Despite health authorities urging Australians to carry on with their lives as normal after the outbreak of the coronavirus, businesses in Chinese-Australian communities in Melbourne have been feeling the pinch.
Restaurant owner Steven Zheng has seen a decline in business by more than 60 per cent over the past two weeks.
The Grain Asian Cafe in the Melbourne suburb of Box Hill, where more than 27 per cent of residents are Chinese-born, usually has a steady stream of loyal customers who come for the noodles, dumplings and Chinese milk tea.
But now Mr Zheng has had to tell his casual staff to consider looking for work elsewhere as shoppers avoid the area due to fear over the novel coronavirus outbreak.
“It feels like a lot of the hard work we’ve done in the past has just gone out the window,” he told SBS News.
“It was amazing how quickly people cleared out.”
More than 600 people have so far died of the new virus - all but two of them in China - and more than 31,000 have been infected worldwide.
None of the 15 people found to have contracted the virus in Australia have died, but Mr Zheng said it’s rumours and misinformation about where and how the virus can be contracted that has pushed customers away from Chinese precincts, such as Box Hill.
“The last couple of weeks have been quite difficult. Box Hill used to be quite a vibrant place, but the issue with the coronavirus and the spread of rumours in the area in regards to people contracting it here ... has affected us dramatically,” he said.
“Staffing was an issue, people believed in the rumours and did not want to come to Box Hill. That includes spenders and also staff. So we had to close early on a few days.”
Richard Shi, another small business-owner in Box Hill, told SBS News business at his store, Sweet Kingdom, had also dropped by more than 40 per cent over the last two weeks, which translates into about $1,000 less per day.
“In the centre, you can see it’s basically empty when usually it’s chockers,” he said.
“There was a lot of people around, shopping, doing their business. But now if you look around there’s basically no one here.”

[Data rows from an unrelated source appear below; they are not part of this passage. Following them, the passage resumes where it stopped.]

PR #8878, opened 2021-01-04
Ensure we do not edit container config in Exec

mheon:
The existing code grabs the base container's process, and then modifies it for use with the exec session. This could cause errors in `podman inspect` or similar on the container, as the definition of its OCI spec has been changed by the exec session. The change never propagates to the DB, so it's limited to a single process, but we should still avoid it when possible - so deep-copy it before use.


TomSweeneyRedHat:
LGTM

PR #8899, opened 2021-01-06
Cirrus: Update Fedora & Ubuntu images

cevich:
Includes updates of several key podman dependencies.


edsantiago:
Cross-reference for posterity: https://github.com/containers/buildah/pull/2631

I predict that a lot of the capability subtests in  https://github.com/containers/podman/blob/23f25b8261cf2c0d83f8ce5b8251951a11a7e2c4/test/e2e/run_test.go will fail

cevich:
> Cross-reference for posterity

Oh...do you not see the automatic cross-references that github added (above your comment).

edsantiago:
I see them, but to my eye they're more prominent in a human-entered comment. Some day there'll be another capabilities change, and we'll need to spelunk to figure out how we solved it this time, and human text will catch my eye better than an automatic github xref.

cevich:
> I see them

Oh Okay.  I was just curious if that was something special to the Github WebUI or also translated into CLI tools.

edsantiago:
OK, this isn't something I'll be able to solve. Tests are passing. However, in the [int f33 root host log](https://storage.googleapis.com/cirrus-ci-6707778565701632-fcae48/artifacts/containers/podman/5762402127970304/html/int-podman-fedora-33-root-host.log.html), searching in-page for `CapBnd` shows that different podman commands show different results: some show the `08` value, some show the `a8` one. When tests expect `a8`, they get `a8`. I'm stepping away from this, sorry.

Mr Shi, who also blames “rumours” for the downturn in customers, said he was trying to avoid having to shut his doors early or cut staff but it was difficult.
“Everyone is doing it really, really hard,” he said.

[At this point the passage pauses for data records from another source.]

Issue #5278, opened 2020-02-20
Need test to make sure buildah doesn't list "-dev" in its output of podman info


TomSweeneyRedHat:
Add a test to make sure there is never the letters "-dev" in the podman info | grep -i buildah before we release a new podman. Don't want that gating PRs but only releases.

TomSweeneyRedHat:
From #5253 comments

edsantiago:
What difference is there in test environment between regular PR and release-gating? That is, how does the CI environment know "this is a release candidate"?

rhatdan:
Good question.  I guess it would be perfect if we could trigger that before pushing a release.

rhatdan:
Well we hit this, this past week.

edsantiago:
@cevich can you suggest a way to differentiate, within a CI run, between release candidates and regular builds?

cevich:
Yes, but it is (unfortunately) less than reliable because of ambiguity in both the definition of a "release" and inconsistent human behaviors WRT order of push operations and commits.  

Ref: https://cirrus-ci.org/guide/writing-tasks/#environment-variables

* The env. var. `$CIRRUS_TAG` will be set if the currently executing run was triggered because someone pushed a new or updated tag.  The `$CIRRUS_BRANCH` will reflect some random branch name if the tagged commit is on more than one.
* If the build was triggered by a push to a branch, then `$CIRRUS_PR` will be empty string and `$CIRRUS_BRANCH` will be the name of the branch.  `$CIRRUS_TAG` will be empty.

However, For the purpose of switching testing behavior on/off, it **might** be mostly okay to just check if `$CIRRUS_TAG` is set or not.   You can observe builds happening against tags, by using the special URL:
``https://cirrus-ci.com/github/containers/libpod/<tag name>``.

To my knowledge, that's the only place they show up.  If those builds fail, I believe they will post the typical 'post-merge failure' message on IRC.  That could be differentiated by adding a conditional on `$CIRRUS_TAG` being empty or not.  See `contrib/cirrus/notice_branch_failure.sh` and you'll find some more ideas in `contrib/cirrus/success.sh` (limited to PRs by 'only_if' on `success` task in `.cirrus.yml`).

rhatdan:
@cevich Any way we can move forward on this?

rhatdan:
@cevich Friendly Ping.

cevich:
[...]

Issue #8802, opened 2020-12-22
[ci]: ERROR: Releases must never contain '-dev' in output of 'podman info'  (contrib/cirrus/runner.sh:203 in _run_release())


zhangguanzhang:
https://cirrus-ci.com/task/5650026892361728
https://github.com/containers/podman/pull/8793/checks?check_run_id=1592712174
@edsantiago PTAL

edsantiago:
Sorry for the delay, I was on PTO. I can't figure out what this is referring to? It seems like that PR is merged, so you must've figured out the cause?

zhangguanzhang:
> Sorry for the delay, I was on PTO. I can't figure out what this is referring to? It seems like that PR is merged, so you must've figured out the cause?

Before that, almost every step in pr will report an error, you can check the related issue of the link

zhangguanzhang:
related https://github.com/containers/podman/pull/8951

PR #8900, opened 2021-01-06
Cirrus: Skip most tests on tag-push

### LINKED ISSUE #8538: Cirrus-CI Build validation fails on tag-push
/kind bug

When pushing a new tag, Cirrus-CI executes a special job.  A github "check suite" is created by Cirrus-CI, and associated with the tag in github.  However, this "check run" (a.k.a. "build" in Cirrus) is very hard to find in the github WebUI.  It's much easier to observe directly in the Cirrus-CI WebUI using a url of the form `https://cirrus-ci.com/github/containers/podman/<new tag>`.

[Specifically, for the v2.2.0 tag, this Cirrus-CI build failed in the validation step.](https://cirrus-ci.com/task/5693152994525184?command=main#L29)

1. Create a new tag
2. Push tag

The validation step fails due to a bad value being passed to the vbatts/git-validation tool.

The `validate` makefile target should pass for new tags

cevich:
Fixes #8538 #5278

### DIFF
--- a/contrib/cirrus/runner.sh
+++ b/contrib/cirrus/runner.sh
@@ -199,8 +199,16 @@ function _run_altbuild() {
 }
 
 function _run_release() {
-    if bin/podman info |& grep -Eq -- '-dev'; then
-        die "Releases must never contain '-dev' in output of 'podman info'"
+    # TODO: These tests should come from code external to the podman repo.
+    # to allow test-changes (and re-runs) in the case of a correctible test
+    # flaw or flake at release tag-push time.  For now, the test is here
+    # given it's simplicity.
+
+    msg "Checking podman release (or potential release) criteria."
+    info_output=$(bin/podman info 2>&1)
+    if grep -q -- '-dev'<<<"$info_output"; then
+        die "Releases must never contain '-dev' in output of 'podman info':
+$info_output"
     fi
 }
 
--- a/.cirrus.yml
+++ b/.cirrus.yml
@@ -67,6 +67,7 @@ gcp_credentials: ENCRYPTED[a28959877b2c9c36f151781b0a05407218cda646c7d047fc556e4
 ext_svc_check_task:
     alias: 'ext_svc_check'  # int. ref. name - required for depends_on reference
     name: "Ext. services"  # Displayed Title - has no other significance
+    skip: &tags "$CIRRUS_TAG != ''"  # Don't run on tags
     # Default/small container image to execute tasks with
     container: &smallcontainer
         image: ${CTR_FQIN}
@@ -90,7 +91,7 @@ ext_svc_check_task:
 automation_task:
     alias: 'automation'
     name: "Check Automation"
-    skip: &branch "$CIRRUS_PR == '' || $CIRRUS_TAG != ''" # Don't run for branches
+    skip: &branches_and_tags "$CIRRUS_PR == '' || $CIRRUS_TAG != ''" # Don't run on branches/tags
     container: *smallcontainer
     env:
         TEST_FLAVOR: automation
@@ -107,6 +108,7 @@ automation_task:
 smoke_task:
     alias: 'smoke'
     name: "Smoke Test"
+    skip: *tags
     container: &bigcontainer
         image: ${CTR_FQIN}
         # Leave some resources for smallcontainer
@@ -209,6 +211,7 @@ build_task:
 validate_task:
     name: "Validate $DISTRO_NV Build"
     alias: validate
+    skip: *tags
     depends_on:
         - ext_svc_check
         - automation
@@ -237,7 +240,7 @@ bindings_task:
     name: "Test Bindings"
     alias: bindings
     only_if: &not_docs $CIRRUS_CHANGE_TITLE !=~ '.*CI:DOCS.*'
-    skip: *branch
+    skip: *branches_and_tags
     depends_on:
         - build
     gce_instance: *standardvm
@@ -275,6 +278,7 @@ swagger_task:
 vendor_task:
     name: "Test Vendoring"
     alias: vendor
+    skip: *tags
     depends_on:
         - build
     container: *smallcontainer
@@ -373,6 +377,7 @@ osx_alt_build_task:
 docker-py_test_task:
     name: Docker-py Compat.
     alias: docker-py_test
+    skip: *tags
     only_if: *not_docs
     depends_on:
         - build
@@ -393,6 +398,7 @@ docker-py_test_task:
 unit_test_task:
     name: "Unit tests on $DISTRO_NV"
     alias: unit_test
+    skip: *tags
     only_if: *not_docs
     depends_on:
         - validate
@@ -410,6 +416,7 @@ unit_test_task:
 apiv2_test_task:
     name: "APIv2 test on $DISTRO_NV"
     alias: apiv2_test
+    skip: *tags
     depends_on:
         - validate
     gce_instance: *standardvm
@@ -437,6 +444,7 @@ apiv2_test_task:
 compose_test_task:
     name: "compose test on $DISTRO_NV"
     alias: compose_test
+    skip: *tags
     depends_on:
         - validate
     gce_instance: *standardvm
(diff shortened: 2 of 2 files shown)


cevich:
***Note:*** [I'm forcing Cirrus to think this PR was from a tag-push](https://github.com/containers/podman/pull/8900/commits/ffafbdc982eb9d57d3f77837de52e94980eb7655).  This correctly results in [a *Verify Release* task failure](https://cirrus-ci.com/task/5213822464032768?command=main#L6), as [is expected.](https://github.com/containers/podman/issues/5278)

edsantiago:
Here's the map, in case you find it useful. (It's what I'm primarily referring to for my review):
cirrus-map-pr8900

edsantiago:
There's one thing I find unintuitive: there are three `alt_build` tasks (`alt_build`, `osx_alt_build`, `static_alt_build`). Each of those has different SKIPs. I see no way to consolidate those (yes, I tried) but should they maybe share the same SKIPs?

cevich:
> Each of those has different SKIPs

Oh...actually, I think all of the 'alt build' tasks should run for a tag-push...my bad.

cevich:
(rebased and removed the `skip` from the `alt_build_task`)

edsantiago:
Friendly suggestion:
```diff
diff --git a/contrib/cirrus/runner.sh b/contrib/cirrus/runner.sh
index 7f9afd1fd..baf6f31fe 100755
--- a/contrib/cirrus/runner.sh
+++ b/contrib/cirrus/runner.sh
@@ -199,8 +199,9 @@ function _run_altbuild() {
 }

 function _run_release() {
-    if bin/podman info |& grep -Eq -- '-dev'; then
-        die "Releases must never contain '-dev' in output of 'podman info'"
+    dev=$(bin/podman info |& grep -- -dev)
+    if [[ -n "$dev" ]]; then
+        die "Releases must never contain '-dev' in output of 'podman info' ($dev)"
     fi
 }

```

zhangguanzhang:
related https://github.com/containers/podman/issues/8802

cevich:
> Friendly suggestion:

@edsantiago this is also a valid approach, though I don't see a large benefit to justify changing the code at this time.  I'm assuming that before too long, all the release-processing/testing code will be both expanded and re-implemented.  This PR is just a stop-gap while the group solves the bigger release problems...in case a release needs to go out before improvements are in place.

edsantiago:
>though I don't see a large benefit to justify changing the code at this time.

Okay, I'll change "friendly suggestion" to "kind of important and insistent recommendation".

Here is the workflow:
1. I looked at the test failure
2. It told me "blah blah -dev blah blah"
3. It did not give any useful information whatsoever, so I had no way of knowing what it was complaining about, or what the `-dev` string was

Someone trying to debug this problem might not have the exact same setup as CI. Even if they do, it takes time and energy to check that out and rebuild. Including the offending `-dev` strings in the error output can save someone time. Please have consideration for future debuggers.

cevich:
> Please have consideration for future debuggers.

Oh your contention is about the message, not the checking itself...I'm more than willing to improve that aspect...

cevich:
@edsantiago [improved failure output](https://cirrus-ci.com/task/6151653336285184):

```
Checking podman release (or potential release) criteria.
************************************************
ERROR: Found unexpected '-dev' in output of 'podman info':
host:
  arch: amd64
  buildahVersion: 1.19.0-dev
...cut...
  OsArch: linux/amd64
  Version: 3.0.0-dev  (contrib/cirrus/runner.sh:211 in _run_release())
************************************************
```

contrib/cirrus/runner.sh
```diff
@@ -199,8 +199,16 @@ function _run_altbuild() {
 }
 
 function _run_release() {
-    if bin/podman info |& grep -Eq -- '-dev'; then
-        die "Releases must never contain '-dev' in output of 'podman info'"
+    # TODO: These tests should come from code external to the podman repo.
+    # to allow test-changes (and re-runs) in the case of a correctible test
+    # flaw or flake at release tag-push time.  For now, the test is here
+    # given it's simlicity.
```
edsantiago, line 205: Typo, simplicity. And I really don't understand this comment anyway, but trust that you do and it may help you in the future.

contrib/cirrus/runner.sh
```diff
@@ -199,8 +199,16 @@ function _run_altbuild() {
...
+
+    msg "Checking podman release (or potential release) criteria."
+    info_output=$(bin/podman info 2>&1)
+    if grep -Eq -- '-dev'<<<"$info_output"; then
+        die "Found unexpected '-dev' in output of 'podman info':
```
edsantiago, line 210: Could you leave my patch as it was? `podman info` is an enormous long string, and it is anti-helpful to include the whole thing. The reader only wants/needs to see the `-dev` strings.

BTW I deliberately removed the `-E` in my recommended patch. `-E` is not needed here, and its presence confuses the reader.

edsantiago (changes requested):

contrib/cirrus/runner.sh
cevich: I'm in favor of the more verbose output (unprocessed by `grep`) since (for now) it supports a human catching other release-affecting mistakes, like a wrong/unexpected buildah or conmon version.  At least until we get more/improved release tests in place.

contrib/cirrus/runner.sh
cevich: got it.

contrib/cirrus/runner.sh
edsantiago: I'm afraid I disagree. I cannot imagine your scenario happening in reality: 

Reader: "oh, look, a failure, let me look at the entire output, cross-reference it against my expected versions, oh, wow, an unexpected difference in conmon! Thank goodness for full output".

 What I think is more likely:

Reader: "oh look, a failure, what is the error? Do I actually have to look at ONE HUNDRED AND TWO LINES of crap just to see what the problem is? Okay, I'll use my browser search function, oh darn I used two dashes for --dev, that doesn't find anything, okay let's try again, oh there it is, all right I'll fix it"
(voiceover: what our debugger doesn't know is that there were *two* -devs in the output).

Please just show the relevant error output and only the relevant error output. No distractions please.

cevich:
Okay, tests are green.  I opened a Jira card WRT research and planning for an improved/better release process (and automation) RE: the two issues this PR will close when merged.

contrib/cirrus/runner.sh
edsantiago: I think you missed this (it's been a long week). It is not resolved. Please resolve it.

cevich: I hear what you're saying, but I think we're spending too much time on a relatively minor item.  I'm afraid of making your changes costing a lot of testing time.  In other words, I would need an additional run to verify (fake) `$CIRRUS_TAG` activation works (fails), another run to verify the manual-activation works (fails), then a third run to have a clean CI result for merging.  This is assuming there aren't any actual problems found that need fixing  :confounded: 

IMHO, it's simply not worth our time for a code-path that is used what...three-five times per year, maybe?   I'd rather spend time working improving the overall podman-release experience, and the myriad of other testing issues which need more urgent attention.

edsantiago: Then just remove the changes to runner.sh and resubmit. I'm not going to approve this as it is, it's made everything worse. I'll just fix it myself later.

cevich: What motivation have you provided, for me to approve a re-fix?

 I think for the greater good and grander-schemes...it's past time we agree to disagree.  Our foreheads will thank us for it :smiley:

edsantiago: The fact that I provided a simple, clean, tested fix... which you ignored in favor of a broken one. Come on, this is very simple. Please either use my fix to runner.sh (which, again, I tested fairly extensively) or undo your changes to runner.sh. I provided my reasoning above: dumping the entire `podman info` output is cruel and harmful.

cevich: Ed, we're simply not going to agree on the verbosity level.  But we also need to rise above perfectionism and pettiness, it doesn't help anybody. Since any changes will require re-testing anyway...and this test isn't a long-term solution...here's a compromise:

* I'll remove this automated check (here) and instead include it as a manual check in the release docs (short-term fix).
* I've got a jira card open already, as a "SPIKE" to fully spec. requirements for improved release-related automation and manual processes.  I'd like your assistance completing this (helping define the spec).
* I'd like you to take on the (assumed) followup card for adding (proper) automated release tests (long-term fix).

okay?

edsantiago (approved):
I'll just fix it myself.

“We need the support of our landlord, the local council, the government. Everyone has to work together on one goal, to bring it back to what it was.”

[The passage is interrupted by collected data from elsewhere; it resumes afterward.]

PR #8905, opened 2021-01-07
Use HTTPProxy settings from containers.conf

rhatdan:
This PR takes the settings from containers.conf and uses
them.  This works on the podman local but does not fix the
issue for podman remote or for APIv2.  We need a way
to specify optionalbooleans when creating containers.

Fixes: https://github.com/containers/podman/issues/8843

### DIFF
--- a/pkg/specgen/generate/container.go
+++ b/pkg/specgen/generate/container.go
@@ -100,15 +100,9 @@ func CompleteSpec(ctx context.Context, r *libpod.Runtime, s *specgen.SpecGenerat
 	if err != nil {
 		return nil, err
 	}
-	// First transform the os env into a map. We need it for the labels later in
-	// any case.
-	osEnv, err := envLib.ParseSlice(os.Environ())
-	if err != nil {
-		return nil, errors.Wrap(err, "error parsing host environment variables")
-	}
 
 	// Get Default Environment from containers.conf
-	defaultEnvs, err := envLib.ParseSlice(rtc.GetDefaultEnv())
+	defaultEnvs, err := envLib.ParseSlice(rtc.GetDefaultEnvEx(s.EnvHost, s.HTTPProxy))
 	if err != nil {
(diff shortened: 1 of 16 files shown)


pkg/specgen/generate/container.go
```diff
@@ -100,13 +99,9 @@ func CompleteSpec(ctx context.Context, r *libpod.Runtime, s *specgen.SpecGenerat
...
 		return nil, err
 	}
-	// First transform the os env into a map. We need it for the labels later in
-	// any case.
-	osEnv, err := envLib.ParseSlice(os.Environ())
-	if err != nil {
-		return nil, errors.Wrap(err, "error parsing host environment variables")
-	}
 
+	rtc.Containers.EnvHost = s.EnvHost
```
mheon, line 103: This doesn't seem right. We should not be modifying the runtime config once Podman is running - it's asking for all sorts of wierdness in `podman system service` when multiple calls come in at the same time.

rhatdan: This is data specific to the container, not to the general config.

rhatdan: I think I am mistaken, opened a PR for containers/common.

vrothberg (commented):
Needs tests to make sure the flag is really working as intended.

Do we really need to worry about the remote case?  If I understand it correctly, we just expose a `boolean` on the CLI which should also be treated in the remote API.  If set, the backend/server would append the proxy.  Or is it intended to be client side.

rhatdan:
There are httpd_proxy tests already, the only change here was to fix the default in containers.conf to match the reality. But the reality of this patch is just to get the buildah code updated.  I would rather get this in, and then add tests of containers.conf later.

vrothberg (commented):
LGTM

giuseppe (approved):
/lgtm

There have been no confirmed cases of the coronavirus in Box Hill, but last week the suburb’s biggest annual event, the Lunar New Year Festival, was abruptly cancelled “out of respect for the difficulties currently being experienced by many people.”
Chinese-Australians have also reported a spike in racist attacks since the virus first hit headlines in mid-January, as well as false social media campaigns targeting Chinese communities.
In Queensland, a fake Department of Health alert circulated on social media, warning people to stay away from "all populated areas with Chinese nationals of a ratio of one to three non-Chinese Australians".
Victoria’s Chief Health Officer Brett Sutton said people should go about their lives as normal - including dining and shopping in Chinese precincts.
“When you are dealing with a new virus and information is limited, I think people go to all kinds of sources and we know social media can throw up a lot of misinformation,” he told SBS News.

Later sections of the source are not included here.